◆ The problem
Please print only the top portion of the entries below, ending with the line that contains "Public acceleration config", exactly as written.

+++ The data

Issue #4860, opened 2024-04-02
Do not attempt to load acceleration data on liquid blocks


knorrium:
When loading a liquid block, a 404 error is logged as we try to load acceleration data

GET https://liquid.network/liquid/api/v1/accelerations/block/1 404 (Not Found)

softsimon:
https://github.com/mempool/mempool/issues/4861

PR #4865, opened 2024-04-02
Public acceleration config

### LINKED ISSUE #4861: Block accelerations should only load on mainnet
Opening a block on Testnet or Liquid will trigger a accelerations API call.

mononaut:
Fixes #4861, #4860

This PR adds a new frontend config setting `PUBLIC_ACCELERATIONS` to enable/disable locally audited acceleration data (from the new-ish `/api/v1/accelerations/...` endpoints) separately from the acceleration dashboard and services apis.

The PR also restricts frontend calls to those APIs to mainnet.

`PUBLIC_ACCELERATIONS` is false by default, but enabled in the production mainnet frontend config.


wiz (approved):
utACK

PR #4868, opened 2024-04-03
Fix footer position

### LINKED ISSUE #4867: Footer not always at the very bottom
If you flip your Studio Display vertical, you will find that the global footer is not at the very bottom as it should be.

Screenshot 2024-04-02 at 21 08 41

natsoni:
Fixes #4867

The footer is incorrectly positioned on frontends with services enabled (official instance and accelerator set to true). This PR fixes this by always displaying the `empty-sidenav` element, instead of only when the services are disabled.


wiz (approved):
utACK

PR #4871, opened 2024-04-03
Fix Liquid testnet broken blocks

### LINKED ISSUE #4797: Blocks break on Liquid Testnet
Click on the latest block and this happens. liquid.network/testnet

Screenshot 2024-03-19 at 14 11 39

natsoni:
Fixes #4797

The bug was due to the `networkChanged$` observable incorrectly emitting whenever the URL changed on Liquid testnet. This caused the blocks and transactions data to be reset, resulting in the blockchain disappearing and data on the main dashboard not loading anymore. 

https://github.com/mempool/mempool/assets/46578910/94ceeeec-4cda-45d6-a2b6-34624da08aff


softsimon (approved):
utACK

PR #4874, opened 2024-04-03
Fix the Docker workflow for the new Rust steps

knorrium:
We are using relative paths and changing directories when building the backend now, so that broke the current Docker tagging workflow.

I tried to keep the changes at a minimum to get a working build again so we can test on Umbrel again.


softsimon (approved):
utACK

Issue #4870, opened 2024-04-03
Acceleration dashboard backend APIs


softsimon:
Acceleration dashboard should work by either proxy the requests to the services backend or ideally just use the local synchronized accelerated transactions database to give the same API responses.

Marcus8319:
How do i with drawl funds

PR #4879, opened 2024-04-04
[accelerator] proxy acceleration api to prod

nymkappa:
Fixes https://github.com/mempool/mempool/issues/4870


softsimon (changes requested):
`X-Total-Count:` is not passed on for the history api so the pagination isn't working.

softsimon (approved):
tested ACK @ [b421be3315]

PR #4880, opened 2024-04-04
Enable fiat price conversion again

knorrium:
This flag needs to be enabled by default. The other conversion feature is gated by the API key flag.


softsimon (approved):
utACK

PR #4887, opened 2024-04-04
Local acceleration data

mononaut:
Adds a `config.MEMPOOL_SERVICES.PREFER_LOCAL` setting (default `true`), which uses locally indexed acceleration data for the `/api/v1/services/accelerator/accelerations` and `/api/v1/services/accelerator/accelerations/history` endpoints instead of proxying to prod (as in #4879)

These local implementations don't support the full range of query params and data, but only just enough to make the current front end usages work.

the `/history/aggregated` and `/stats` endpoints are still proxied.


mononaut:
Rebased on master, and removed the `PREFER_LOCAL` config. Now these endpoints will always server local acceleration data (but prod will still proxy requests directly to the services backend via nginx)

softsimon (changes requested):
acceleration.boost is NaN because feePaid etc is missing from the local API so the Bid Boost column shows empty result instead of `0 sat`, when boostCost is 0

mononaut:
fixed & rebased on master

softsimon (approved):
tested ACK @ [11eaa0ca50]

PR #4889, opened 2024-04-04
Add support for inscription goggles for non-esplora backends

mononaut:
On non-esplora backends, we generally don't have access to prevout data.

This means we can't identify input addresses or address types, which we then also use to help identify inscriptions.

Adding prevout data is not feasible, so address type Goggles filters can't be supported, but this PR enables inscription detection by checking the witness data directly when prevouts are not available.


softsimon (approved):
tested ACK @ [04f6490ee]

PR #4891, opened 2024-04-05
Transaction details template refactor

mononaut:
This PR refactors the transaction page details tables, using the new Angular 17 control flow syntax to simplify our template logic, reduce duplication, and make it easier to work with these UI elements in future.

The PR then uses this opportunity to finally fix the hack we've been using to ensure alternating row colors on mobile (by merging the two columns into a single table instead of stacking the tables and adding phantom elements)

Apart from fixing that alternating row color issue, and slightly improving the skeleton loader logic, the PR should preserve all existing UI behavior on the transaction page.

| Before | After |
|-|-|
| Screenshot 2024-04-05 at 6 34 31 AM | Screenshot 2024-04-05 at 6 34 44 AM |

### DIFF
--- a/frontend/src/app/components/transaction/transaction.component.html
+++ b/frontend/src/app/components/transaction/transaction.component.html
@@ -40,64 +40,39 @@
   </div>
   <div class="clearfix"></div>
 
-  <ng-template [ngIf]="!isLoadingTx && !error">
-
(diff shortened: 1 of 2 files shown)


mononaut:
Fixed skeleton loader issue

softsimon (approved):
tested ACK @ [2df47640]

++++++

◆ Solution
Issue #4860, opened 2024-04-02
Do not attempt to load acceleration data on liquid blocks


knorrium:
When loading a liquid block, a 404 error is logged as we try to load acceleration data

GET https://liquid.network/liquid/api/v1/accelerations/block/1 404 (Not Found)

softsimon:
https://github.com/mempool/mempool/issues/4861

PR #4865, opened 2024-04-02
Public acceleration config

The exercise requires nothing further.